* The task:
Copy exactly the lines of the material below that run from the one containing "PR #2686, opened 2026-05-07" through the one containing "- **Single post-processing". Copy no other lines.

* Record set:
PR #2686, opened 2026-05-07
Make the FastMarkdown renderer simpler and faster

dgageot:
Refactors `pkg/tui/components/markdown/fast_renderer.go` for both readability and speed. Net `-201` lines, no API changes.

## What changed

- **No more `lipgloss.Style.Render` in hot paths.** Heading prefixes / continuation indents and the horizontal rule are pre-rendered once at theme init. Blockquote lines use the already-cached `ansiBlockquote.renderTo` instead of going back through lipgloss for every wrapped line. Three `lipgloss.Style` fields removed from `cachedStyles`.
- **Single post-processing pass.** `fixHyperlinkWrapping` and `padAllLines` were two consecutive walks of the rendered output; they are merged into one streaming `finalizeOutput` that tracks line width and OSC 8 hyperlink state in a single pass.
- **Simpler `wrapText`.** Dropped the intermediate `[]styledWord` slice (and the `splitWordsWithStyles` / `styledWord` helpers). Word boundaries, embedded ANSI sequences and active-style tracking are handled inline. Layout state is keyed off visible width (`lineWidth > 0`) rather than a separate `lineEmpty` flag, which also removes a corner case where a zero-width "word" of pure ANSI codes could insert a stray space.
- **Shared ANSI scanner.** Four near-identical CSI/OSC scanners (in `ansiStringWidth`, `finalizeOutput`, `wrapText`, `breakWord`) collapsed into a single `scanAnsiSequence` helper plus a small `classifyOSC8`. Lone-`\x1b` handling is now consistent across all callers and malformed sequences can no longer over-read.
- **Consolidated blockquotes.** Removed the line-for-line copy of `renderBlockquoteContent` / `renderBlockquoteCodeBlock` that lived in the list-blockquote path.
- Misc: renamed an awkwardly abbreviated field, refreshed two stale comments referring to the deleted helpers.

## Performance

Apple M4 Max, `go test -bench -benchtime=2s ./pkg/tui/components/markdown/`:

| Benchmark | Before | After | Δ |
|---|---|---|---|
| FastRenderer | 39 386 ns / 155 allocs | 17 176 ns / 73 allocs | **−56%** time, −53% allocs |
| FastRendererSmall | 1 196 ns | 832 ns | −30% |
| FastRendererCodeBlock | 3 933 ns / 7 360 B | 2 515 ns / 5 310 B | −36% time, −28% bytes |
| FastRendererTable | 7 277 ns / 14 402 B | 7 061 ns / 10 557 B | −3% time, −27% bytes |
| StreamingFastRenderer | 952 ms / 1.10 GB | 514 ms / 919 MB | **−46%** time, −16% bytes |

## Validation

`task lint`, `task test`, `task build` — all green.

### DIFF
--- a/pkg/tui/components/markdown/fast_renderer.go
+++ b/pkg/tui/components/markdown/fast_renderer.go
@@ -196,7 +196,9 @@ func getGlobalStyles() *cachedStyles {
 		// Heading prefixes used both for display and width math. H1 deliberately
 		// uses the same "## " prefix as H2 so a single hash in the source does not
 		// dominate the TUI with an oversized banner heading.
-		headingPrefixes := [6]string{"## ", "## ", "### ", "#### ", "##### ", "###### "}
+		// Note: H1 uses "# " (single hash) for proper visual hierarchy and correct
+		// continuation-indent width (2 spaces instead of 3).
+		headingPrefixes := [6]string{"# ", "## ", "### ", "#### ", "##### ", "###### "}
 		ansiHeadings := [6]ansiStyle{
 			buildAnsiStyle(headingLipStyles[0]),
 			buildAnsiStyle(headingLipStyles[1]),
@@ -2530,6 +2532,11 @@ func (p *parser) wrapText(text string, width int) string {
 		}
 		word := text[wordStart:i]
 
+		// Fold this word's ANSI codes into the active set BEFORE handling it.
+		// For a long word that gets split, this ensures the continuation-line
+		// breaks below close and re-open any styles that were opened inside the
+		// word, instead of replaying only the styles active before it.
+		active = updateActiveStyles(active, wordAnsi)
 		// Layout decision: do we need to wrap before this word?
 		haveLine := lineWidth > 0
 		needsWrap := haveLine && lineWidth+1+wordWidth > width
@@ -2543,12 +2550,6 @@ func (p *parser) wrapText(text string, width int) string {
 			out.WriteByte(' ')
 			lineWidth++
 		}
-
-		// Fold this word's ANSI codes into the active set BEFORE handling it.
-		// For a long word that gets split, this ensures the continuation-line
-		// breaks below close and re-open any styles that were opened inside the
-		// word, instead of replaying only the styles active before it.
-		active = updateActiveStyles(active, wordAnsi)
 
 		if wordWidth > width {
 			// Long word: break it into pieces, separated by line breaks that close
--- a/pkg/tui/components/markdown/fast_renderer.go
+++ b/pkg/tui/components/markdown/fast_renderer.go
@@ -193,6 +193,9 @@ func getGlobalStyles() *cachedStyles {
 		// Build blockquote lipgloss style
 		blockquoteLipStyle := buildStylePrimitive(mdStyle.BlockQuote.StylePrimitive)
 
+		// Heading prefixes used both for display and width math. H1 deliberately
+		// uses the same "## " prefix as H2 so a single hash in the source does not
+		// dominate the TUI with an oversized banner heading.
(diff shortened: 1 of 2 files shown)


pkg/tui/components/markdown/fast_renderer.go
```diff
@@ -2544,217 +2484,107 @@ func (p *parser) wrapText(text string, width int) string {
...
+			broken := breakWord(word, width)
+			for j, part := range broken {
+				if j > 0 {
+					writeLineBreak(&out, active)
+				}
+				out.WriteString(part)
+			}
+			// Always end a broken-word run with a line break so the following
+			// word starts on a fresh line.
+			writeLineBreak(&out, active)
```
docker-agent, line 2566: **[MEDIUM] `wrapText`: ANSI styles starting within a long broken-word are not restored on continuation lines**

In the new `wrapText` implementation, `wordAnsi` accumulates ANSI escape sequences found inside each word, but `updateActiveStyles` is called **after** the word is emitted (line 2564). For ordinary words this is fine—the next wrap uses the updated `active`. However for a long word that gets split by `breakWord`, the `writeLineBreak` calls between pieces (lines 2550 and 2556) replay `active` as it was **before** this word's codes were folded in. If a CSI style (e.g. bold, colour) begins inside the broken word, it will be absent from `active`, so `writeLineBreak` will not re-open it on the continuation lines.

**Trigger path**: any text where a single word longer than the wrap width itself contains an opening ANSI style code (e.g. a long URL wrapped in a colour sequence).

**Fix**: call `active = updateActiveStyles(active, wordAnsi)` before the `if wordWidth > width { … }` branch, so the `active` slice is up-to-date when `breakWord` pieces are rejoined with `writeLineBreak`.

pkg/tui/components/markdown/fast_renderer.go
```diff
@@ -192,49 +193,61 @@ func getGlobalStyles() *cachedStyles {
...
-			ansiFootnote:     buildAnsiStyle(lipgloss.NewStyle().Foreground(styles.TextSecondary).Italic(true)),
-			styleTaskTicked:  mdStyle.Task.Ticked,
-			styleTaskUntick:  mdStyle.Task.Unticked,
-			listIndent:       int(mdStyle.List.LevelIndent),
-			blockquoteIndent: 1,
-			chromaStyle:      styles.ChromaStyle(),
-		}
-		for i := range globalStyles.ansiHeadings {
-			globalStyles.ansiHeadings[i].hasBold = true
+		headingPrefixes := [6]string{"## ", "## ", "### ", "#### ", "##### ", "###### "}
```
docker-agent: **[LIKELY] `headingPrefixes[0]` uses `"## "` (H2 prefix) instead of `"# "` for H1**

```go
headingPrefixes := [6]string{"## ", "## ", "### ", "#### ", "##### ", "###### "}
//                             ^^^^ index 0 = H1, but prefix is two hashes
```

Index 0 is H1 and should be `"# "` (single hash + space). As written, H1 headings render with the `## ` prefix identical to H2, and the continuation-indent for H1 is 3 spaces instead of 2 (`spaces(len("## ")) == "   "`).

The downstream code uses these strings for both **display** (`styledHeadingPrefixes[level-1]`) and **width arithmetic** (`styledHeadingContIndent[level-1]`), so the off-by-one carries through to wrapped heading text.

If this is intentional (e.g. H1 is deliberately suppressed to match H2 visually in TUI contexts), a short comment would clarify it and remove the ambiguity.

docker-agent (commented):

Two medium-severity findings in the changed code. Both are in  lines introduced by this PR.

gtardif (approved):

--

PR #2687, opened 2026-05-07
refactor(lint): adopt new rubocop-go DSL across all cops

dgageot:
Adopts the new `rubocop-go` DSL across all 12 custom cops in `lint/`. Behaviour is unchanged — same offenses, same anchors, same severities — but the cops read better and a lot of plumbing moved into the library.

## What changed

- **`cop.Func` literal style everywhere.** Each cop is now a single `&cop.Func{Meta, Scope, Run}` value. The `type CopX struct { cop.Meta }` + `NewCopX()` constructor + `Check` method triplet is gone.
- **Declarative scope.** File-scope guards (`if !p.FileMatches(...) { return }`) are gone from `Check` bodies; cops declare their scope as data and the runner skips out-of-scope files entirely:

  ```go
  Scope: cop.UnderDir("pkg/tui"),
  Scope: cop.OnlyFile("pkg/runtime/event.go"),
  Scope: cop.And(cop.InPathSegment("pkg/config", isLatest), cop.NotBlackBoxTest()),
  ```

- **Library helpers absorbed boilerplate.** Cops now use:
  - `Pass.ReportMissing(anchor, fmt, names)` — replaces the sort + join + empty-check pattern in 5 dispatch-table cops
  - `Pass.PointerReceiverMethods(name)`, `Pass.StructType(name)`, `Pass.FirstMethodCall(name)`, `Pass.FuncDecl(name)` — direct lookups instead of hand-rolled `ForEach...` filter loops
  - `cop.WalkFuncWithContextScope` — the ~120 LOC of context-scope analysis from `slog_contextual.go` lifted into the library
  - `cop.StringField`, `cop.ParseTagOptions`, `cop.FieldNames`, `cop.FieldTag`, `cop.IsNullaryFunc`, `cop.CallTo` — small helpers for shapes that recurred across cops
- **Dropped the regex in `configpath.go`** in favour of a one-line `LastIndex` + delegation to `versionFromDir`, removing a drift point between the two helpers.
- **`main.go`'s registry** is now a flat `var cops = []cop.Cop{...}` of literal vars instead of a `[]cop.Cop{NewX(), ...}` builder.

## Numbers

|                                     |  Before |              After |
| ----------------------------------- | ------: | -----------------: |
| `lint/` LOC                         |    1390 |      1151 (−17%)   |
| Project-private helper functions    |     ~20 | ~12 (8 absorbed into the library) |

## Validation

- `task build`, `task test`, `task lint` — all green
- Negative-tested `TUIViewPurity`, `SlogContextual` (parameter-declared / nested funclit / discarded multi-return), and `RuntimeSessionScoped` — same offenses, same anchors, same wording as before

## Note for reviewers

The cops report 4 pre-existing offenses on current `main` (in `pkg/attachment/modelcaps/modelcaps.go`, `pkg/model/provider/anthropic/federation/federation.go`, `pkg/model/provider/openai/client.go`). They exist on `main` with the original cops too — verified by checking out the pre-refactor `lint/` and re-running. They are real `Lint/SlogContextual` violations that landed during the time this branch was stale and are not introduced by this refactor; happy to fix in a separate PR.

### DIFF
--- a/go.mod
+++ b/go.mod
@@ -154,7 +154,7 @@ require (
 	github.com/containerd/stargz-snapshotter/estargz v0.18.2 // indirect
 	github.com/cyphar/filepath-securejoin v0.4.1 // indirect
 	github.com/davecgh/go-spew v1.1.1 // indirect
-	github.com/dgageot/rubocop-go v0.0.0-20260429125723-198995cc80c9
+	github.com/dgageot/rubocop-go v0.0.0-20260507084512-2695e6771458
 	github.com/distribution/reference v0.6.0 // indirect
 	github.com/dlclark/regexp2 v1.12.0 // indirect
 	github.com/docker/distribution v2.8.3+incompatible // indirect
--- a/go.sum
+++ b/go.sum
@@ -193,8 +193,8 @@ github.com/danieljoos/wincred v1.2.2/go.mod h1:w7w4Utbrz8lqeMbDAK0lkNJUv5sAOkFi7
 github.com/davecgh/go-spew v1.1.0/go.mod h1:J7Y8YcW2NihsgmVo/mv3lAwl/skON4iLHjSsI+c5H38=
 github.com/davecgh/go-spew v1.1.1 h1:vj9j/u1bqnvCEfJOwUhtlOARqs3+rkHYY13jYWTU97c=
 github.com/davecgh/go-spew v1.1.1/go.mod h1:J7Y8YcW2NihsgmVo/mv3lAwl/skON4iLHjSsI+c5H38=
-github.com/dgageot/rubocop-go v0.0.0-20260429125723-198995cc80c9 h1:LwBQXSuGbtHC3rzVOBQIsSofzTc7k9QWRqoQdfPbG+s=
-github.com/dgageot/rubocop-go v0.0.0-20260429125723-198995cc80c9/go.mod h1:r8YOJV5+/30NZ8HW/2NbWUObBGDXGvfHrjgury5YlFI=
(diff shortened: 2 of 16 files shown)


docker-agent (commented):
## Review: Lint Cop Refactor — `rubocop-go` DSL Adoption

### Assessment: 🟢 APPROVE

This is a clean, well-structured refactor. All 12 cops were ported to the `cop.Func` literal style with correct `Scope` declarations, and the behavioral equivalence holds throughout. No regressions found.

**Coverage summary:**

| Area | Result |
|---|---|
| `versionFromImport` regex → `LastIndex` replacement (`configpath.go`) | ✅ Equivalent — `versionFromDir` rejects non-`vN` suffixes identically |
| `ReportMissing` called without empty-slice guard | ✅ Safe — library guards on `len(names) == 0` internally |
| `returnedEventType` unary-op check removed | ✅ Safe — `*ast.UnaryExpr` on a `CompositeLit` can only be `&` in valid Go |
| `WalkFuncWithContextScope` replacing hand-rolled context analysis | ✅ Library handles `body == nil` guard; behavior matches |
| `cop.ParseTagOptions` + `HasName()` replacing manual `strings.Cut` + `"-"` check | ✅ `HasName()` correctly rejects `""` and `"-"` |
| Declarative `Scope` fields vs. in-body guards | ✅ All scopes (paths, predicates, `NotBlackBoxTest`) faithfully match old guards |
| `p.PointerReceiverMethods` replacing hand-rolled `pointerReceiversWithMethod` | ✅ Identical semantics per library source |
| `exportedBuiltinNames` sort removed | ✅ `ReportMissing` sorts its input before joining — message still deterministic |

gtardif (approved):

* Written reply:
PR #2686, opened 2026-05-07
Make the FastMarkdown renderer simpler and faster

dgageot:
Refactors `pkg/tui/components/markdown/fast_renderer.go` for both readability and speed. Net `-201` lines, no API changes.

## What changed

- **No more `lipgloss.Style.Render` in hot paths.** Heading prefixes / continuation indents and the horizontal rule are pre-rendered once at theme init. Blockquote lines use the already-cached `ansiBlockquote.renderTo` instead of going back through lipgloss for every wrapped line. Three `lipgloss.Style` fields removed from `cachedStyles`.
- **Single post-processing pass.** `fixHyperlinkWrapping` and `padAllLines` were two consecutive walks of the rendered output; they are merged into one streaming `finalizeOutput` that tracks line width and OSC 8 hyperlink state in a single pass.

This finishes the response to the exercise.